Monday, 25 January 2010

Love of the Land: Too Much to Bear

Too Much to Bear


Aussie Dave
Israellycool
25 January '10

While I waded in the filth that is Richard Silverstein’s blog, I noticed a post of his on an article about Israel’s rebuttal to the Goldstone Report (http://tinyurl.com/yec7g5a). In particular, this reaction:

On a final note, I was also astonished that B’Tselem allowed itself to become part of Bronner’s case that Israelis universally condemn Goldstone’s claim of a deliberate Israeli plan to destroy civilian infrastructure:

“I do not accept the Goldstone conclusion of a systematic attack on civilian infrastructure,” said Yael Stein, research director of B’Tselem. “It is not convincing.

This is too much to bear. Anyone who has visited Gaza or lives there can see with their own eyes that this is simply wrong. The schools, mosques, parliament, civilian ministries, factories, UNWRA food warehouse, everything it takes to make a society–virtually all of it was systematically destroyed.

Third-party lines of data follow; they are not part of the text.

PR #250, opened 2024-07-05
PTEUDO1064 - Create users, schemas, roles and rotate password

EvertonCalgarotto:
Update DBRoleClaim to hold new properties regarding user, schemas and roles to create.

Write unit tests.


README.md
```diff
@@ -112,3 +112,17 @@ WITHOUT WARRANTIES OR CONDITIONS OF ANY KIND, either express or implied.
 See the License for the specific language governing permissions and
 limitations under the License.
 
+
+### Run integration tests
+
+1. Integration tests run against server box-3. Before running your tests, you'll have to update the cluster you are running against with the version you have your changes. 
+Otherwise it'll run against an old version (see next step)
```
drewwells, line 119: The integration tests install into the cluster now using `make deploy`

README.md
```diff
@@ -112,3 +112,17 @@ WITHOUT WARRANTIES OR CONDITIONS OF ANY KIND, either express or implied.
...
+
+2. Update file dbc_end2end_test.go (line 56) and file '.id' in the root folder, with a class name of your own (let's say your username). That will be used to create a namespace and the CRDs under it.
```
drewwells, line 121: Integration tests use `make` so class name is discovered automatically now.

README.md
```diff
@@ -112,3 +112,17 @@ WITHOUT WARRANTIES OR CONDITIONS OF ANY KIND, either express or implied.
...
+Then run:
+    make build
+    make deploy
+
+3. if you want to run a single test at a time replace It() by Fit() in the test class, this is a focused test and only this test will run (output shows failure, but this is intended, not to fool you that everything ran successfully)
+
+4. in case the tests failed in the middle, sometimes the resources are not deleted from the AWS account. So you can go in there and delete the RDSs that were created. They can be searched for by using the namespace you set in step 2.
```
drewwells, line 128: We should make sure integration tests provision crossplane CRs that when deleted also delete the AWS resources. They probably preserve databases right now

config/crd/bases/persistance.atlas.infoblox.com_dbroleclaims.yaml
```diff
@@ -62,8 +66,11 @@ spec:
                 - name
                 - namespace
                 type: object
+              username:
+                type: string
```
drewwells, line 70: This should be optional. We don't want anybody picking their usernames. We can do something like
`{basename}_{dbroleclaimname}_[a|b]`

pkg/dbclient/client.go
```diff
@@ -374,48 +424,184 @@ func (pc *client) CreateGroup(dbName, rolename string) (bool, error) {
...
+
+	if created {
+		grantSchemaPrivileges := `
+			GRANT ALL ON SCHEMA %s TO %s;
+			GRANT CONNECT ON DATABASE %s TO %s;
+		`
+		db, err := pc.getDB(dbName)
+		if err != nil {
+			pc.log.Error(err, "could not connect to db", "database", dbName)
+			return created, err
```
drewwells, line 442:
```suggestion
			return false, fmt.Errorf("connect_db %s: %w", dbName, err)
```

pkg/dbclient/client.go
```diff
@@ -374,48 +424,184 @@ func (pc *client) CreateGroup(dbName, rolename string) (bool, error) {
...
+		}
+		defer db.Close()
+		//grant schema privileges
+		_, err = db.Exec(fmt.Sprintf(grantSchemaPrivileges, pq.QuoteIdentifier(schema), pq.QuoteIdentifier(rolename), pq.QuoteIdentifier(dbName), pq.QuoteIdentifier(rolename)))
+		if err != nil {
+			pc.log.Error(err, "could not set schema privileges to role "+rolename)
+			metrics.UsersCreatedErrors.WithLabelValues("grant error").Inc()
+			return created, err
```
drewwells, line 450:
```suggestion
			metrics.UsersCreatedErrors.WithLabelValues("grant_error").Inc()
			return false, fmt.Errorf("grant_schema_privileges %s: %w", dbName, err)
```

pkg/dbclient/client_test.go
```diff
@@ -33,62 +29,62 @@ func init() {
...
-	return sql.Open("postgres", dbConnStr)
-}
+// type testDB struct {
+// 	t        *testing.T
+// 	port     int
+// 	username string
+// 	password string
+// 	resource *dockertest.Resource
+// 	pool     *dockertest.Pool
+// }
```
drewwells, line 39: Can these tests be uncommented?

pkg/dbclient/interface.go
```diff
@@ -15,6 +20,14 @@ type Client interface {
...
 	ManageCreateRole(username string, enableCreateRole bool) error
 	ManageSystemFunctions(dbName string, functions map[string]string) error
+	//Checks if a schema exists in the database
+	SchemaExists(schemaName string) (bool, error)
+	//Checks if a usedr exists in the database
+	UserExists(userName string) (bool, error)
+	//Checks if a role exists in the database
+	RoleExists(roleName string) (bool, error)
+	CreateSchema(schemaName string) (bool, error)
+	AssignRoleToUser(username, rolename string) error
```
drewwells, line 30: Consider breaking out this into a separate interface. It's very hard to mock and write tests with interfaces that implement dozen+ methods. However, you can easily pass around an object that implements multiple interfaces.

Can you also rename this interface to `Clienter`

Creater // CreateDatabase, CreateUser, CreateSchema
Exister // SchemaExists, ... 

It's fine for Clienter to implement all of the individual interfaces
```
type Clienter interface {
  Creater
  Exister
```

pkg/dbclient/testdb.go
```diff
@@ -0,0 +1,140 @@
...
+		User:   url.UserPassword(t.username, t.password),
+		Path:   "/postgres",
+	}
+	q := u.Query()
+	q.Set("sslmode", "disable")
+	u.RawQuery = q.Encode()
+	return u.String()
+}
+
+func (t *testDB) Close() {
```
drewwells, line 40:
```suggestion
func (t *testDB) Close() {
  t.Helper()
```

drewwells: Add t.Helper() on all of these helper methods

pkg/dbuser/dbuser.go
```diff
@@ -49,7 +49,7 @@ func (dbu DBUser) GetUserB() string {
 // changes in current behavior of the func.
 func (dbu DBUser) NextUser(curUser string) string {
 
-	if dbu.userA == curUser {
+	if strings.HasSuffix(curUser, SuffixA) {
```
drewwells, line 52: `NextUser()` logic tends to be more sophisticated than this. What if a completely incorrect username comes in? Maybe this needs an error and some sanity checks, especially if you're going to drop the checking on db.userA entirely here.

pkg/roleclaim/roleclaim.go
```diff
@@ -0,0 +1,450 @@
...
+
+import (
+	"context"
+	"errors"
+	"fmt"
+	"strings"
+	"time"
+
+	"github.com/go-logr/logr"
+	_ "github.com/lib/pq"
```
drewwells, line 11:
```suggestion
	"github.com/lib/pq"
```

pkg/roleclaim/roleclaim.go
```diff
@@ -0,0 +1,450 @@
...
+		if apierrors.IsConflict(err) {
+			err = nil
+		}
+		return ctrl.Result{}, err
+	}
+
+	return ctrl.Result{}, nil
+}
+
+func (r *DbRoleClaimReconciler) copySourceSecret(ctx context.Context, sourceSecret *corev1.Secret, dbRoleClaim *v1.DbRoleClaim, newUser, newPassword string) error {
```
drewwells, line 400: Are you leaving the copySourceSecret logic as is, or upgrading them to use separate username/password combinations?

drewwells (changes requested):
Field Indexer is the big miss. The rest is more like nits on the code

README.md
EvertonCalgarotto: ok, change to this then:

`1. Integration tests run against server box-3. Before running your tests, you'll have to build and deploy to make sure you are running against the latest version.

2. Update file '.id' in the root folder, with a class name of your own (let's say your username). That will be used to create a namespace and the CRDs under it.
Then run:
    make docker-build
    make deploy`

README.md
EvertonCalgarotto: included this piece here, cause resources are deleted, it's just that they might take a long time.

`(actually it might takes a long time sometimes).`

config/crd/bases/persistance.atlas.infoblox.com_dbroleclaims.yaml
EvertonCalgarotto: You mean make it optional or remove it entirely?
I guess it is better to have this property instead of using a built up name like the one you are proposing, cause a "username" property makes it easier for the consumer of the DBController (the app teams) what to expect when using the connstring and also, it's easier for them to create the DBRole request. They won't have to think what the username will be.

internal/controller/dbroleclaim_controller.go
```diff
@@ -68,239 +51,60 @@ type DbRoleClaimReconciler struct {
...
-		log.Info("creating secret", "secret", secretName, "namespace", dbRoleClaim.Namespace)
-		return r.Client.Create(ctx, role_secret)
-	}
-
-	role_secret.Data = sourceSecretData
-	log.Info("updating secret", "secret", secretName, "namespace", dbRoleClaim.Namespace)
-	return r.Client.Update(ctx, role_secret)
-
-}
+// // SetupWithManager sets up the controller with the Manager.
```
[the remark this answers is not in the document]
EvertonCalgarotto: removed.

internal/controller/dbroleclaim_controller.go
```diff
@@ -68,239 +51,60 @@ type DbRoleClaimReconciler struct {
...
 }
 
 // SetupWithManager sets up the controller with the Manager.
 func (r *DbRoleClaimReconciler) SetupWithManager(mgr ctrl.Manager) error {
-	if err := mgr.GetFieldIndexer().IndexField(context.Background(), &persistancev1.DbRoleClaim{}, dbClaimField, func(rawObj client.Object) []string {
-		dbRoleClaim := rawObj.(*persistancev1.DbRoleClaim)
-		return []string{dbRoleClaim.Spec.SourceDatabaseClaim.Name}
-	}); err != nil {
-		return err
-	}
```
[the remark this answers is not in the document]
EvertonCalgarotto: put it back

pkg/dbclient/client.go
```diff
@@ -105,8 +105,9 @@ func PostgresConnectionString(host, port, user, password, dbname, sslmode string
 }
 
 // PostgresURI returns a URI for a postgres connection
-func PostgresURI(addr, user, password, dbname, sslmode string) string {
-	return fmt.Sprintf("postgres://%s:%s@%s/%s?sslmode=%s", url.QueryEscape(user), url.QueryEscape(password), addr, url.QueryEscape(dbname), sslmode)
+func PostgresURI(host, port, user, password, dbname, sslmode string) string {
+	return fmt.Sprintf("%s://%s:%s@%s:%s/%s?sslmode=%s", "postgres",
+		url.QueryEscape(user), url.QueryEscape(password), host, port, url.QueryEscape(dbname), sslmode)
```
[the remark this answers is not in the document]
EvertonCalgarotto: Sure, no reason to have it as paremeter.

pkg/dbclient/interface.go
EvertonCalgarotto: Good point. Created interfaces 
Creater
Exister
Updater

README.md
EvertonCalgarotto: updated

pkg/roleclaim/roleclaim.go
EvertonCalgarotto: As is, cause if no username is provided, it means we want the normal behavior of the DBRoleClaim, that is just to copy the secret under a different name.

pkg/dbuser/dbuser.go
EvertonCalgarotto: I put a verification in the roleclaim controller to validate the format of the username, so we don't get weird names

config/crd/bases/persistance.atlas.infoblox.com_dbroleclaims.yaml
EvertonCalgarotto: ok, we talked about it in slack. I'll remove this property and use <dbclaimrolename>_user_[a|b]

pkg/basefunctions/basefunctions.go
```diff
@@ -0,0 +1,150 @@
...
+)
+
+var (
+	minRotationTime = 60 * time.Minute // rotation time in minutes
+	maxRotationTime = 1440 * time.Minute
+	maxWaitTime     = 10 * time.Minute
+	defaultPassLen  = 32
+	defaultNumDig   = 10
+	defaultNumSimb  = 10
+)
```
drewwells, line 21: Not a big fan of generic packages with names that don't indicate intent. https://dave.cheney.net/2019/01/08/avoid-package-names-like-base-util-or-common
A lot of this behavior is only applicable to one other package too. Probably better to keep it closer to that controller.

drewwells: Another article on the topic https://google.github.io/styleguide/go/best-practices.html#util-packages

drewwells (approved):

pkg/basefunctions/basefunctions.go
EvertonCalgarotto: I thought of this because these values are used in multiple places. I could instead have created a class under "pkg" folder but it doesn't look right to the structure.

And Israeli generals during the war essentially conceded this point by claiming that every Gazan was presumed either a combatant or supporter of Hamas, and therefore a likely combatant. Israel soldiers themselves reported Gaza was a virtual free fire zone in which anything that moved whether civilian or not was considered a target. 1,100 of the 1,400 Gazans killed by the IDF were civilians, which further underscores either a willful campaign to target civilians or a strategy that accepted the decimation of the civilian population as a corollary of the approach.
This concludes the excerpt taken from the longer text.